Sadiq Khan has spent the last 24 hours ferociously slapping himself on the back, supposedly for saving the NHS about £218 million by preventing 100,000 people becoming obese. How? By banning junk food advertising on the Tube. Truly a medical miracle.
Sadiq’s basing his unprecedented policy victory on a study published yesterday which, as Christopher Snowdon points out, features even more pie in the sky thinking than the last time Khan tried spinning this yarn:
“The authors claimed that London households ate 1,000 fewer calories of HFSS [foods high in fat, sugar or salt] after the ban. This wasn’t true in any sense. They could only pretend it was true by creating a ridiculous counterfactual in which consumption rose sharply for no reason if there hadn’t been a ban… It is a much, much greater calorie reduction than the Department of Health expect to be achieved from a nationwide pre-watershed broadcast advertising ban and a total online advertising ban combined.”

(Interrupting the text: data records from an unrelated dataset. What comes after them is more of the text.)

PR #422, opened 2020-07-07
Pushsync - stream reset

pradovic:

### DIFF
--- a/pkg/pushsync/pushsync.go
+++ b/pkg/pushsync/pushsync.go
@@ -80,14 +80,19 @@ func (s *PushSync) Protocol() p2p.ProtocolSpec {
 
 // handler handles chunk delivery from other node and forwards to its destination node.
 // If the current node is the destination, it stores in the local store and sends a receipt.
-func (ps *PushSync) handler(ctx context.Context, p p2p.Peer, stream p2p.Stream) error {
+func (ps *PushSync) handler(ctx context.Context, p p2p.Peer, stream p2p.Stream) (err error) {
 	w, r := protobuf.NewWriterAndReader(stream)
-	defer stream.FullClose()
+	defer func() {
+		if err != nil {
+			_ = stream.Reset()
+		} else {
+			_ = stream.FullClose()
+		}
+	}()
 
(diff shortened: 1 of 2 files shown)


pkg/pushsync/pushsync.go
```diff
@@ -82,11 +82,12 @@ func (s *PushSync) Protocol() p2p.ProtocolSpec {
 // If the current node is the destination, it stores in the local store and sends a receipt.
 func (ps *PushSync) handler(ctx context.Context, p p2p.Peer, stream p2p.Stream) error {
```
acud, line 83: consider that if you have a named return here `err error`, and then in the code below return an error, then you don't need to scatter all these stream reset calls all over in every branch of the code but just solve it in one defer:
```go
defer func() {
if err != nil {
  _ = stream.Reset()
}
stream.FullClose()
}
```

I find this much more readable and fool proof for future changes

pradovic: Sounds good to me, I thought about this as well and then decided to skip it, but I will change it to this then

acud: thanks :pray:

pradovic: Hm, actually now I saw a reason against. There are 2 streams created here, both in the different parts of the function with the same error handling. So I would avoid this as it leads to a potential mistakes. Is that ok for you?

acud: it does not matter that there are two streams.
if you create the first defer statement, then the second defer statement, there cannot be a scenario that the error would be nil for the first one but not for the second one. you can in fact use exactly the same error check you do in the first defer statement. if the first one errors then the second one won't execute (since you don't even get to the second defer statement), and if the second errors then both should probably be in an error state. that's at least my opinion

pradovic: Makes sense. Done :)

pradovic: Hmm, I found something interesting here, but let's talk tomorrow. I need to check with you one use-case

PR #424, opened 2020-07-08
pullsync, puller: add metrics

acud:
This PR adds some prometheus metrics to the `puller` and `pullsync` packages.
These are very minimal metrics, and they should reflect some basic information as to the operation of these components.

One important note to the error counters is that due to the fact that context is being used to cancel the syncing jobs on depth change/peer disconnect, it in fact means that not all errors that are being returned from certain function calls should be accounted as actual protocol errors (or errors that we as developers would like to be notified about). 
This is due to the fact that once a sync job's underlying context is cancelled, the current function call will return an error `context.ErrContextCancelled`, which is not really an error in this case. This is why only certain branches of the code actually increment the error counters. 

part of #329

### DIFF
--- a/pkg/puller/metrics.go
+++ b/pkg/puller/metrics.go
@@ -1,0 +1,59 @@
+// Copyright 2020 The Swarm Authors. All rights reserved.
+// Use of this source code is governed by a BSD-style
+// license that can be found in the LICENSE file.
+
+package puller
+
+import (
+	m "github.com/ethersphere/bee/pkg/metrics"
+	"github.com/prometheus/client_golang/prometheus"
+)
+
+type metrics struct {
+	HistWorkerIterCounter prometheus.Counter // counts the number of historical syncing iterations
+	HistWorkerDoneCounter prometheus.Counter // count number of finished historical syncing jobs
+	HistWorkerErrCounter  prometheus.Counter // count number of errors
+	LiveWorkerIterCounter prometheus.Counter // counts the number of live syncing iterations
+	LiveWorkerErrCounter  prometheus.Counter // count number of errors
+}
+
+func newMetrics() metrics {
+	subsystem := "puller"
+
+	return metrics{
+		HistWorkerIterCounter: prometheus.NewCounter(prometheus.CounterOpts{
+			Namespace: m.Namespace,
+			Subsystem: subsystem,
+			Name:      "hist_worker_iterations",
+			Help:      "Total history worker iterations.",
+		}),
+		HistWorkerDoneCounter: prometheus.NewCounter(prometheus.CounterOpts{
+			Namespace: m.Namespace,
+			Subsystem: subsystem,
+			Name:      "hist_worker_done",
+			Help:      "Total history worker jobs done.",
+		}),
+		HistWorkerErrCounter: prometheus.NewCounter(prometheus.CounterOpts{
+			Namespace: m.Namespace,
+			Subsystem: subsystem,
+			Name:      "hist_worker_errors",
+			Help:      "Total history worker errors.",
+		}),
+		LiveWorkerIterCounter: prometheus.NewCounter(prometheus.CounterOpts{
+			Namespace: m.Namespace,
+			Subsystem: subsystem,
+			Name:      "live_worker_iterations",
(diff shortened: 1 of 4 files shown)


pkg/pullsync/pullsync.go
```diff
@@ -196,7 +203,8 @@ func (s *Syncer) SyncInterval(ctx context.Context, peer swarm.Address, bin uint8
 		}
 
 		delete(wantChunks, addr.String())
-
+		s.metrics.DbOpsCounter.Inc()
+		s.metrics.DeliveryCounter.Inc()
```
mortelli, line 207: shouldn't we increase this only if `s.storage.Put` is successfull?

pkg/puller/metrics.go
```diff
@@ -0,0 +1,59 @@
...
+package puller
+
+import (
+	m "github.com/ethersphere/bee/pkg/metrics"
+	"github.com/prometheus/client_golang/prometheus"
+)
+
+type metrics struct {
+	HistWorkerIterCounter prometheus.Counter // counts the number of historical syncing iterations
+	HistWorkerDoneCounter prometheus.Counter // count number of finished historical syncing jobs
```
mortelli, line 14: afaik this one is never used. i'd suggest removing it or increasing it when the job is completed without errors. 

if we go for the 2nd option, i'd suggest adding a `LiveWorkerDoneCounter` as well.

pkg/pullsync/metrics.go
```diff
@@ -0,0 +1,51 @@
...
+func newMetrics() metrics {
+	subsystem := "pullsync"
+
+	return metrics{
+		OfferCounter: prometheus.NewCounter(prometheus.CounterOpts{
+			Namespace: m.Namespace,
+			Subsystem: subsystem,
+			Name:      "chunks_offered",
+			Help:      "Total chunks offered.",
+		}),
```
mortelli, line 28: if i understand this correctly (and please correct me if i don't) this is about the chunks that are offered to the running node, no?

if so, can we make this more explicit in the help text?

i initially thought this was about chunks offered to _other_ nodes

pkg/pullsync/metrics.go
```diff
@@ -0,0 +1,51 @@
...
+			Subsystem: subsystem,
+			Name:      "chunks_wanted",
+			Help:      "Total chunks wanted.",
+		}),
+		DeliveryCounter: prometheus.NewCounter(prometheus.CounterOpts{
+			Namespace: m.Namespace,
+			Subsystem: subsystem,
+			Name:      "chunks_delivered",
+			Help:      "Total chunks delivered.",
+		}),
```
mortelli, line 40: same here, this means delivered _to us_, no?

pkg/puller/metrics.go
acud: @mortelli `live` syncing should never be done, hence the asymmetry. nice catch that it wasn't used though. added it now :+1:

pkg/pullsync/metrics.go
acud: it coincides with the terms used in the pull sync protocol

pkg/pullsync/metrics.go
acud: yeah, and that's where it is incremented. where's the question?

pkg/pullsync/pullsync.go
acud: we're counting deliveries (which is a protocol receiving a chunk), not db operation errors

pkg/pullsync/metrics.go
mortelli: no question, i would just make it more explicit in the `Help` text (_delivered to whom?_)

not a blocker though, and i'm happy to let it go if it's just me :)

pkg/pullsync/metrics.go
mortelli: fair enough

acud:
>   * `pullsync.go:311`

is the only one i did not add an increment for, since it does not necessarily imply an immediate Db operation right after the call. It might just wait for a chunk for a long time, hence to increment the counter will not be semantically correct.

PR #427, opened 2020-07-08
Check for validity before concluding retrieving chunk

metacertain:
In order to account only for valid chunks that are returned by others (i.e. not paying for junk) we need to check for chunk validity before we would change the account balance of the serving peer. 
As we want to do the accounting in for example retrieval, this required us to do the check before the end of retrieval, while the preexisting code only checked after retrieve returned. 

This also brought our attention to another possible issue, that if we were to recieve garbage chunk, we would not retrieve from another peer, as the verification takes place after the peer queries, so then we would probably fail, even if the valid chunk would be available from the next tried peer.

So we created the chunk in retrieve, and passed a validation function as an argument to retrieve that can do the validation and already return the chunk. This might cause performance issues because of the frequent passing of validation functions.

### DIFF
--- a/pkg/content/mock/validator.go
+++ b/pkg/content/mock/validator.go
@@ -8,14 +8,14 @@ import (
 	"github.com/ethersphere/bee/pkg/swarm"
 )
 
-var _ swarm.ChunkValidator = (*Validator)(nil)
+var _ swarm.Validator = (*Validator)(nil)
 
 type Validator struct {
 	rv bool
 }
 
 // NewValidator constructs a new Validator
-func NewValidator(rv bool) swarm.ChunkValidator {
+func NewValidator(rv bool) swarm.Validator {
 	return &Validator{rv: rv}
 }
 
--- a/pkg/content/mock/validator.go
+++ b/pkg/content/mock/validator.go
@@ -10,7 +10,6 @@ import (
 
 var _ swarm.ChunkValidator = (*Validator)(nil)
 
-//
 type Validator struct {
 	rv bool
 }
--- a/pkg/content/mock/validator.go
+++ b/pkg/content/mock/validator.go
@@ -10,17 +10,17 @@ import (
 
 var _ swarm.ChunkValidator = (*Validator)(nil)
 
-// ContentAddressValidator validates that the address of a given chunk
-// is the content address of its contents.
+//
 type Validator struct {
+	rv bool
 }
 
-// NewContentAddressValidator constructs a new ContentAddressValidator
-func NewValidator() swarm.ChunkValidator {
-	return &Validator{}
+// NewValidator constructs a new Validator
+func NewValidator(rv bool) swarm.ChunkValidator {
+	return &Validator{rv: rv}
 }
 
-// Validate performs the validation check.
+// Validate returns rv from mock struct
 func (v *Validator) Validate(ch swarm.Chunk) (valid bool) {
-	return true
+	return v.rv
 }
--- a/pkg/content/mock/validator.go
+++ b/pkg/content/mock/validator.go
@@ -1,0 +1,26 @@
+// Copyright 2020 The Swarm Authors. All rights reserved.
+// Use of this source code is governed by a BSD-style
+// license that can be found in the LICENSE file.
+
+package mock
+
+import (
+	"github.com/ethersphere/bee/pkg/swarm"
+)
+
+var _ swarm.ChunkValidator = (*Validator)(nil)
+
+// ContentAddressValidator validates that the address of a given chunk
+// is the content address of its contents.
+type Validator struct {
+}
+
+// NewContentAddressValidator constructs a new ContentAddressValidator
+func NewValidator() swarm.ChunkValidator {
+	return &Validator{}
+}
+
+// Validate performs the validation check.
+func (v *Validator) Validate(ch swarm.Chunk) (valid bool) {
+	return true
+}
--- a/pkg/netstore/netstore.go
+++ b/pkg/netstore/netstore.go
@@ -40,11 +40,6 @@ func (s *store) Get(ctx context.Context, mode storage.ModeGet, addr swarm.Addres
 				return nil, fmt.Errorf("netstore retrieve chunk: %w", err)
 			}
 
-			if !s.valid(ch) {
-				// invalid retrieve handling
-				return nil, storage.ErrInvalidChunk
-			}
-
 			_, err = s.Storer.Put(ctx, storage.ModePutRequest, ch)
 			if err != nil {
 				return nil, fmt.Errorf("netstore retrieve put: %w", err)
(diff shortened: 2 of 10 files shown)


Eknir:
@metacertain , what is the status of this PR? Could you be so kind to provide a description to this PR and/or link it to an existing issue? Right now, I cannot see which problem you intend to solve with this code. Thanks

metacertain:
@Eknir Updated description to elaborate

pkg/retrieval/retrieval.go
```diff
@@ -115,9 +120,11 @@ func (s *Service) retrieveChunk(ctx context.Context, addr swarm.Address, skipPee
 	defer cancel()
 
 	peer, err = s.closestPeer(addr, skipPeers)
+
```
zelig, line 123: why introduce newlines here?

pkg/retrieval/retrieval_test.go
```diff
@@ -132,3 +132,5 @@ func (s mockPeerSuggester) EachPeer(topology.EachPeerFunc) error {
 func (s mockPeerSuggester) EachPeerRev(f topology.EachPeerFunc) error {
 	return s.eachPeerRevFunc(f)
 }
+
+func FValidate(_ swarm.Chunk) bool { return true }
```
zelig, line 136: why not use the actual validators here if you do actual chunks?

metacertain: I think we used fake validation like this in netstore test as well,, which seems reasonable as we have a separate unit test for validation

pkg/retrieval/retrieval.go
```diff
@@ -93,14 +93,19 @@ func (s *Service) RetrieveChunk(ctx context.Context, addr swarm.Address) (data [
 				continue
 			}
 			s.logger.Tracef("retrieval: got chunk %s from peer %s", addr, peer)
-			return data, nil
+			//
+			chunk := swarm.NewChunk(addr, data)
+			if valid(chunk) {
+				return chunk, nil
+			}
```
Eknir, line 100: Code style:
I usually find it better to return the error-conditions inside the if-block, and do the happy-path outside if blocks.

pkg/netstore/netstore.go
```diff
@@ -33,13 +33,13 @@ func (s *store) Get(ctx context.Context, mode storage.ModeGet, addr swarm.Addres
 	if err != nil {
 		if errors.Is(err, storage.ErrNotFound) {
 			// request from network
-			data, err := s.retrieval.RetrieveChunk(ctx, addr)
+			ch, err := s.retrieval.RetrieveChunk(ctx, addr, s.valid)
```
ralph-pichler, line 36: I don't think this is a good idea after all. I know I came up with this line but this could introduce problems (e.g. it's easy to get deadlocks if there are locks added to net store at some points). Also we are verifying the chunk twice which is unnecessary work.

I do think it would be more clean to return the peer we received the chunk from in `RetrieveChunk` and then find a way to disconnect from that peer after the `!s.valid(ch)` check further below. This does of course mean that we first `Credit` the peer for the invalid chunk which might trigger settlement, but if that happens its only because we already received a lot of valid chunks before, so the loss is not that big.

metacertain: I have to disagree partly. 
The problem is, if we don't verify chunk in retrieve, we do not query more peers if we get an invalid chunk.
So the current change makes retries possible when an invalid chunk is returned.

Removed redundant validity check, passing validator functions should probably be benchmarked.

acud: this all depends on how we'd like to do accounting. if accounting is implicit and is part of the protocol abstraction like in the old swarm codebase then this has to be done as part of the retrieval protocol validation. i'm not sure if passing the actual validator function is the best solution here. it could be that we would be better off with some reusable validator component that can be passed around both to the protocols.

that being said, if accounting for a chunk would be done declaratively outside the protocol then this change is not needed and bumping the accounting counters can be done after the validator check originally on `L41` on the left. not sure what you have in mind tho. my personal opinion is that it is nicer that we have the validator check only in netstore, and not have these code duplications across the protocols. although if this is very much necessary to do in this manner it is certainly doable, and we might find some way to make it nice and clean.

acud: having thought this through, i think that it is no longer needed to have this validator on netstore at all of we go with this approach of inspecting whether the chunk is invalid of not on the protocol level. passing it along as a function reference is clunky and adds unnecessary indirection

pkg/content/mock/validator.go
```diff
@@ -10,17 +10,17 @@ import (
 
 var _ swarm.ChunkValidator = (*Validator)(nil)
 
-// ContentAddressValidator validates that the address of a given chunk
-// is the content address of its contents.
+//
```
acud, line 13: empty comment :)

pkg/netstore/netstore_test.go
```diff
@@ -111,9 +113,10 @@ type retrievalMock struct {
...
 }
 
-func (r *retrievalMock) RetrieveChunk(ctx context.Context, addr swarm.Address) (data []byte, err error) {
+func (r *retrievalMock) RetrieveChunk(ctx context.Context, addr swarm.Address) (chunk swarm.Chunk, err error) {
 	r.called = true
 	atomic.AddInt32(&r.callCount, 1)
 	r.addr = addr
-	return chunkData, nil
+	chunk = swarm.NewChunk(addr, chunkData)
+	return chunk, nil
```
mortelli, line 121: you can replace `119:121` with:
```golang
return swarm.NewChunk(r.addr, chunkData), nil
```

pkg/swarm/swarm.go
```diff
@@ -185,3 +185,24 @@ func (c *chunk) WithType(t Type) Chunk {
 type ChunkValidator interface {
 	Validate(ch Chunk) (valid bool)
 }
+
+type chunkValidators struct {
+	set []ChunkValidator
+	ChunkValidator
+}
```
mortelli, line 192: why do we need both the `set` field plus the embedded `ChunkValidator` interface?

pkg/swarm/swarm.go
```diff
@@ -185,3 +185,24 @@ func (c *chunk) WithType(t Type) Chunk {
...
+
+func NewChunkValidators(v ...ChunkValidator) ChunkValidator {
```
mortelli, line 194: this returns a `ChunkValidator` but the function is called `NewChunkValidators` (plural).

we should be consistent here, take a look at the calls:
```
validator := swarm.NewChunkValidators(validatormock.NewValidator(true))
chunkvalidators := swarm.NewChunkValidators(soc.NewValidator(), content.NewValidator())
mockValidator := swarm.NewChunkValidators(mock.NewValidator(true))
```

i think it's OK to have an entity called _Validator_ even if it uses multiple private validators internally, but the vars which take the result of this func (plus the func name) should have consistent naming in this manner.

pkg/swarm/swarm.go
acud: because chunkValidators implements this interface. we might not need to include it explicitly in the struct definition. this was added just for sake of clarity. `set` has the actual validators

Not only did the researchers not bother to actually count the number of obese people in London – their figure is just based on half-baked theoretical modelling – they also conveniently ignore that London was in lockdown for most of 2020… and child obesity has actually increased in the city since 2019. London has the highest rate of childhood obesity in the country…
Some food for thought, maybe. Meanwhile, here’s another statistic for the Mayor to chew on: last year was the worst on record for gun and knife crime in London, with 30 teenage homicides across the capital. In fact, just look at the crime rate per 1,000 population since 2016 – in other words, since Sadiq took office:
Still, at least he’s banned Big Mac adverts on the Central Line. Time for a slice of humble pie…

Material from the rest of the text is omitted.